Supporting patient adherence and operating room efficiency at BIDMC
Additional projects underway at BIDMC involve predicting which patients are likely to keep their scheduled office appointments and which are not. This project is being built using the Apache MXNet deep learning API and Amazon SageMaker. It will help BIDMC reach out to patients who might miss appointments so that care can be delivered in a timely manner, improving the patient experience and outcomes.
Similarly, BIDMC has developed another machine learning model built on AWS that can detect where simple operating room schedule modifications would improve efficiency, save costs, and balance the load of the hospital during busier times. At the same time, the model can predict the outcome of changes to the schedule and identify what mitigations will minimize negative impacts on patient care.

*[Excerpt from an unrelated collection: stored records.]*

PR #264, opened 2023-06-29
Re-apply "Fix issue with multiple service list items (#260)"

corneliusclaussen:
This re-applies PR #260. The regression found was independent of this PR and will be fixed seperately.


SebaLukas (approved):
👍

PR #265, opened 2023-06-29
Driver for SCU Power DPM1000/30 DC power supply

corneliusclaussen:
This adds a driver module for the DPM1000/30 DC power supply module. For now it only supports one module, stacked configurations will be added later on.


a-w50 (approved):
Ok

PR #266, opened 2023-07-04
Slac implementation for EV

a-w50:


lib/staging/slac/fsm/ev/src/states/sounding.cpp
```diff
@@ -0,0 +1,156 @@
...
+#include <slac/fsm/ev/states/others.hpp>
+
+namespace slac::fsm::ev {
+
+SoundingState::SoundingState(Context& ctx, SessionParamaters session_parameters_) :
+    FSMSimpleState(ctx), session_parameters(std::move(session_parameters_)) {
+}
+
+void SoundingState::enter() {
+    ctx.signal_state("SOUNDING");
```
corneliusclaussen, line 21: "SOUNDING" is not a valid state enum. Are the correct states (MATCHED etc) also published somewhere?

modules/EvseSlac/main/slacImpl.cpp
```diff
@@ -61,7 +61,7 @@ void slacImpl::run() {
     }
 
     // setup callbacks
-    ContextCallbacks callbacks;
+    slac::fsm::evse::ContextCallbacks callbacks;
     callbacks.send_raw_slac = [&slac_io](slac::messages::HomeplugMessage& msg) { slac_io.send(msg); };
 
     callbacks.signal_dlink_ready = [this](bool value) { publish_dlink_ready(value); };
```
corneliusclaussen, line 67: This is never called. We could implement the proprietary extension to find out whether the PLC actually linked with a peer, but not sure if this is portable to other PLC chips. So for now it would be nice to signal this when we go to MATCHED and when we leave MATCHED

corneliusclaussen (changes requested):

modules/EvseSlac/main/slacImpl.cpp
corneliusclaussen: The comment was about the signal_dlink_ready

lib/staging/slac/fsm/ev/src/states/sounding.cpp
a-w50: Right, this should be corrected.  I will have a look at the interface definitions.

modules/EvseSlac/main/slacImpl.cpp
a-w50: Correct, I need to review the interface

lib/staging/slac/fsm/ev/src/states/sounding.cpp
corneliusclaussen: Added the correct state and dlink_ready publishes

corneliusclaussen (approved):

PR #268, opened 2023-07-05
Fix josev dependency for main

corneliusclaussen:


dependencies.yaml
```diff
@@ -42,8 +42,7 @@ libocpp:
 # Josev
 Josev:
   git: https://github.com/EVerest/ext-switchev-iso15118.git
-  git_tag: 59f6956
-
+  git_tag: everest
```
hikinggrass, line 45: can we not pin this to a specific version/rev/tag ?

hikinggrass (approved):

PR #276, opened 2023-07-07
Allow Modules in sub directories

corneliusclaussen:
everest-core has many different modules now and it is hard to find out the type of a module, e.g. if it is a hardware driver or a simulation module etc.
This PR allows to move modules into subfolders in the source tree. Upon install, the modules will still be installed flat into one folder. Two modules are moved to a deprected folder as an example. All other modules are not moved as this would create a lot of conflicts with other branches. Moving into a new structure needs to be a coordinated effort, but this adds the basis to be able to do that.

Making it easier to plan ahead in the Emergency Department
Future projects include assessing the overall level of risk in intensive care units and predicting when the hospital will experience an unexpectedly high volume of incoming patients. For example, BIDMC’s emergency department (ED) typically sees a surge in patient visits during the middle of the week, which can strain hospital resources. BIDMC and academic research partners will analyze datasets, including ED admissions, transfers between healthcare institutions, referrals, pre-scheduled surgeries, patient discharges, and other variables using services such as Amazon QuickSight and Amazon Forecast.

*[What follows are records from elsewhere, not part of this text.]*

PR #280, opened 2023-07-10
first draft of directory structure for discussion

corneliusclaussen:
This is a first proposal for a sub directory structure for modules. This will break a lot of branches as all modules are moved to different folders. Let's discuss in the upcoming dev meeting!


modules/CMakeLists.txt
```diff
@@ -1,38 +1,13 @@
...
-ev_add_module(PowermeterBSM)
-ev_add_module(DummyV2G)
-ev_add_module(MicroMegaWattBSP)
-ev_add_module(DPM1000)
-
 add_subdirectory(deprecated)
 add_subdirectory(examples)
 add_subdirectory(simulation)
+add_subdirectory(evse)
+add_subdirectory(drivers)
```
a-w50, line 5: I would call it `hardware_drivers`

PR #286, opened 2023-07-13
EvseManager now signals Enabled event when ready

Pietfried:
EvseManager now signals Enabled event when ready for charging. OCPP listens to this event and only starts up when all EvseManagers it requires are ready. This was a problem when OCPP called cmds of EvseManager when the EvseManager was not done with his ready() function


modules/EvseManager/EvseManager.cpp
```diff
@@ -774,6 +774,7 @@ void EvseManager::ready() {
         }
     });
 
+    this->charger->signalEvent(types::evse_manager::SessionEventEnum::Enabled);
```
corneliusclaussen, line 777: This should not be neccessary. When charger->enable() is called it will also emit the event

corneliusclaussen: I'll push a commit removing this

PR #287, opened 2023-07-13
Fix startup tests

hikinggrass:


tests/core_tests/basic_charging_tests.py
```diff
@@ -8,7 +8,7 @@
 
 from everest.testing.core_utils.fixtures import *
 from everest.testing.core_utils.everest_core import EverestCore
-from validations.user_functions import *
+# from validations.user_functions import *
```
a-w50, line 11: Just remove it

tests/core_tests/startup_tests.py
```diff
@@ -76,17 +76,21 @@ def test(self, timeout: float) -> bool:
 
         return True
 
-
+@pytest.mark.everest_core_config('config-sil.yaml')
```
a-w50, line 79: Thats properly the correct way of passing this information into pytest.  Wondering if we should also pass the modules_to_test via these decorators

tests/core_tests/startup_tests.py
```diff
@@ -76,17 +76,21 @@ def test(self, timeout: float) -> bool:
...
     everest_core.start(standalone_module='probe_module', modules_to_test=[
-                       TestControlModuleConnection(evse_manager_id="connector_1", car_simulator_id="car_simulator")])
+                       TestControlModuleConnection(evse_manager_id="connector_1", car_simulator_id="car_simulator", ocpp_id=None)])
     logging.info("everest-core ready, waiting for probe module")
 
     session = RuntimeSession(str(everest_core.prefix_path), str(everest_core.everest_config_path))
 
     probe = ProbeModule(session)
 
+    if everest_core.status_listener.wait_for_status(10, ["ALL_MODULES_STARTED"]):
```
a-w50, line 92: The `everest_core` class' api should be made easier to use, for example it could have a public `wait_for_status` function, which it forwards to its private `status_listener` member

a-w50 (approved):

sdrabb (approved):

PR #289, opened 2023-07-14
Removed EvseV2G config option highlevel_authentication_mode

SebaLukas:
Since it can lead to a confusion where the payment methods are configured, the config option of the EvseV2G has been deleted.
The payment options are only now communicated via the EvseManager and the iso15118_charger interface.


FaHaGit (approved):
Looks ok for me. The configuration over the yaml would never work as long as it will be overwritten over the MQTT interface.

Because of the high volume of data collected, BIDMC will use the AWS Cloud to load and process the necessary data quickly and significantly speed up model training. And using machine learning services like Amazon SageMaker, researchers at BIDMC will build deep learning models that are capable of making highly accurate predictions of where and when space will free up in the hospital for unexpected patients. These projects will help build effective models with the long-term vision of deploying them across the healthcare industry and beyond.
“We are proud to be a part of the innovation happening in healthcare right now and are keen to support organizations like BIDMC who are leading the way in using machine learning technologies to deliver enhanced, personalized care and improved patient experiences,” said Swami Sivasubramanian, Vice President of Machine Learning at AWS. “Supporting BIDMC’s efforts with machine learning services and expertise is a natural extension of the long relationship between our organizations, and we’re excited to help enable their researchers to accelerate the development of models that can advance patient care. BIDMC’s innovations using AWS machine learning services like Amazon SageMaker will ultimately pave the way for other healthcare providers to save lives and reduce costs for patients nationwide.”
AWS is proud to sponsor BIDMC’s research which is a continuation of the company’s mission to put machine learning in the hands of all developers, across the public sector, education, healthcare, and beyond.